**Problem to solve**
Please say how many lines in the records below contain the word "PrimeField", giving the number alone.

══ Input ══

PR #411, opened 2026-06-05
Remove `Query` trait

miguel-ambrona:
Removes the `Query` trait from `poly/query.rs` and replaces its role in `construct_intermediate_sets` with a concrete `&[(T, F, F)]` tuple interface (commitment reference, point, eval).

### DIFF
--- a/proofs/src/poly/query.rs
+++ b/proofs/src/poly/query.rs
@@ -2,10 +2,7 @@ use std::fmt::{self, Debug};
 
 use ff::PrimeField;
 
-use crate::{
-    poly::{commitment::PolynomialCommitmentScheme, Coeff, Polynomial},
-    utils::arithmetic::eval_polynomial,
-};
+use crate::poly::{commitment::PolynomialCommitmentScheme, Coeff, Polynomial};
 
 /// A structured label for polynomial commitments in verifier queries.
 #[derive(Clone, Debug, PartialEq, Eq, Hash)]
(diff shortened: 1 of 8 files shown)


proofs/src/poly/query.rs
```diff
@@ -89,34 +77,20 @@ where
...
+        }
     }
 }
 
 #[doc(hidden)]
 #[derive(Copy, Clone, Debug)]
-pub struct PolynomialPointer<'com, F: PrimeField> {
-    pub(crate) poly: &'com Polynomial<F, Coeff>,
-}
+pub struct PolynomialReference<'com, F: PrimeField>(pub(crate) &'com Polynomial<F, Coeff>);
```
davidnevadoc, line 89: Not an addition of this PR really, but I wonder why do we need this struct.
In particular, why do we hardcode `Coeff`? It is not better for computing evaluations than other basis.

davidnevadoc (approved):
I like any and all efforts to try to simplify this part of the code. But I'm not sure if we are really achieving that.
On the one hand, the unnamed tuple `[(T, F, F)]` makes it even harder to follow what is going on (despite the nice comment). But on the other hand, there are already too many structs and traits that do not have a clearly justified purpose ( `Polynomialreference`, `CommitmentReference`, `CommitmentData`, `IntermediateSets` ... way too much stuff for something that should be simpler.

I think it would be good to think of a bigger refactor of this module. And also, to wait for fflonk to be merged to avoid complicating that workstream even more.

miguel-ambrona:
> I like any and all efforts to try to simplify this part of the code. But I'm not sure if we are really achieving that.

The `Query` trait was a blocker for future refactors I'm planning.

> And also, to wait for fflonk to be merged to avoid complicating that workstream even more.

Fflonk cannot be merged without the refactor I'm doing. It is not that simple.

proofs/src/poly/query.rs
miguel-ambrona: It is there to make sure we compare polynomials by reference instead of by value when building the intermediate sets.

proofs/src/poly/query.rs
```diff
@@ -89,34 +77,20 @@ where
...
-    type Eval = F;
-
-    fn get_point(&self) -> F {
-        self.point
-    }
-    fn get_eval(&self) -> Self::Eval {
-        eval_polynomial(&self.poly[..], self.get_point())
-    }
-    fn get_commitment(&self) -> Self::Commitment {
-        PolynomialPointer { poly: self.poly }
```
davidnevadoc, line 119: 🤯

iquerejeta (approved):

═══

**Response area**
3